The processing for a transparent display by the software will inevitably involve reading out the original image data stored in an external memory, processing the data, and sending the data to a liquid crystal controller driver LSI; accordingly, a repeated execution of a transparent display and a non-transparent display will require the microprocessor to read out the image data from the external memory and send the display data to the liquid crystal controller driver LSI, each time the display is switched, which will unavoidably increase the power consumption and processing time.
A liquid crystal controller driver LSI mounted on a portable electronic device incorporates a memory for storing image data displayed on a liquid crystal panel in many cases, and the trend for color display or large display in the liquid crystal panel will require enlarging the capacity of the built-in memory. However, to enlarge the capacity of the built-in memory will lead to not only increasing the chip size, but also raising the chip cost, which requires an efficient memory management technique for realizing a desired display with a comparably less memory capacity.

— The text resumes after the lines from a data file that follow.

PR #22986, opened 2021-07-22
add postsubmit job to push kind images

aojea:


aojea:
/assign @BenTheElder 
/hold
we need to get the cloudbuild.yaml in kind

BenTheElder:
I think some questions remain about how we're going to actually publish and consume these. cc @tao12345666333 

I think we would have to use the image promotion process and figure out mirroring. Or we could maybe add a secret to GCB in the project for a dockerhub robot.

BenTheElder:
Image promotion might be the way to go, but it will create extra work we need to be aware of and it will reduce availability of these images for development + building node images.

aojea:
> I think some questions remain about how we're going to actually publish and consume these. cc @tao12345666333

that is a next step, this step is to avoid maintainers to have to create the images locally ... we don't have to change the whole process at once, at least we automate the more time consuming process

aojea:
/assign @BenTheElder 

so you can copy paste or redo

BenTheElder:
I think first thing we need to go add the cloudbuild.yaml files?

config/jobs/image-pushing/k8s-staging-kind.yaml
```diff
@@ -25,3 +25,81 @@ postsubmits:
       rerun_auth_config:
         github_team_ids:
           - 2921947 # kind-maintainers
+    - name: post-kind-push-base-image
+      cluster: k8s-infra-prow-build-trusted
+      run_if_changed: '^images\/base'
+      annotations:
+        testgrid-dashboards: sig-testing-kind, wg-k8s-infra-gcb
+        testgrid-alert-email: kubernetes-engprod+alerts@google.com,antonio.ojea.garcia@gmail.com
```
BenTheElder, line 33: we should stop sending it to this alias, kubernetes-engprod isn't staffing kind. we can just put bentheelder@google.com

config/jobs/image-pushing/k8s-staging-kind.yaml
```diff
@@ -25,3 +25,81 @@ postsubmits:
...
+        serviceAccountName: gcb-builder
+        containers:
+          - image: gcr.io/k8s-testimages/image-builder:v20210622-762366a
+            command:
+              - /run.sh
+            args:
+              - --project=k8s-staging-kind
+              - --scratch-bucket=gs://k8s-staging-kind-gcb
+              - --env-passthrough=PULL_BASE_SHA
+              - --build-dir=.
```
BenTheElder, line 46: we want --with-git-dir

config/jobs/image-pushing/k8s-staging-kind.yaml
```diff
@@ -25,3 +25,81 @@ postsubmits:
       rerun_auth_config:
         github_team_ids:
           - 2921947 # kind-maintainers
+    - name: post-kind-push-base-image
+      cluster: k8s-infra-prow-build-trusted
+      run_if_changed: '^images\/base'
```
BenTheElder, line 30: this is missing the common makefile, not sure what else

BenTheElder:
I'm going to fork this and update for https://github.com/kubernetes-sigs/kind/pull/3125

BenTheElder:
updated in https://github.com/kubernetes/test-infra/pull/29048 w/ co-authorship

Further, there has recently appeared a mobile telephone having liquid crystal panels on both the inside and outside of the body thereof. In such an electronic device as having two liquid crystal panels, to provide a liquid crystal controller driver LSI corresponding to each of the liquid crystal panels will extremely raise the cost. Accordingly, there arises a demand for a technique capable of driving the two liquid crystal panels with one liquid crystal controller driver LSI. However, efforts to realize the liquid crystal controller driver LSI capable of driving the two liquid crystal panels will invite many problems to be solved, for example, increase of the storage capacity that the memory requires, suppression of the power consumption in case of the display of either panel being unnecessary, and so forth.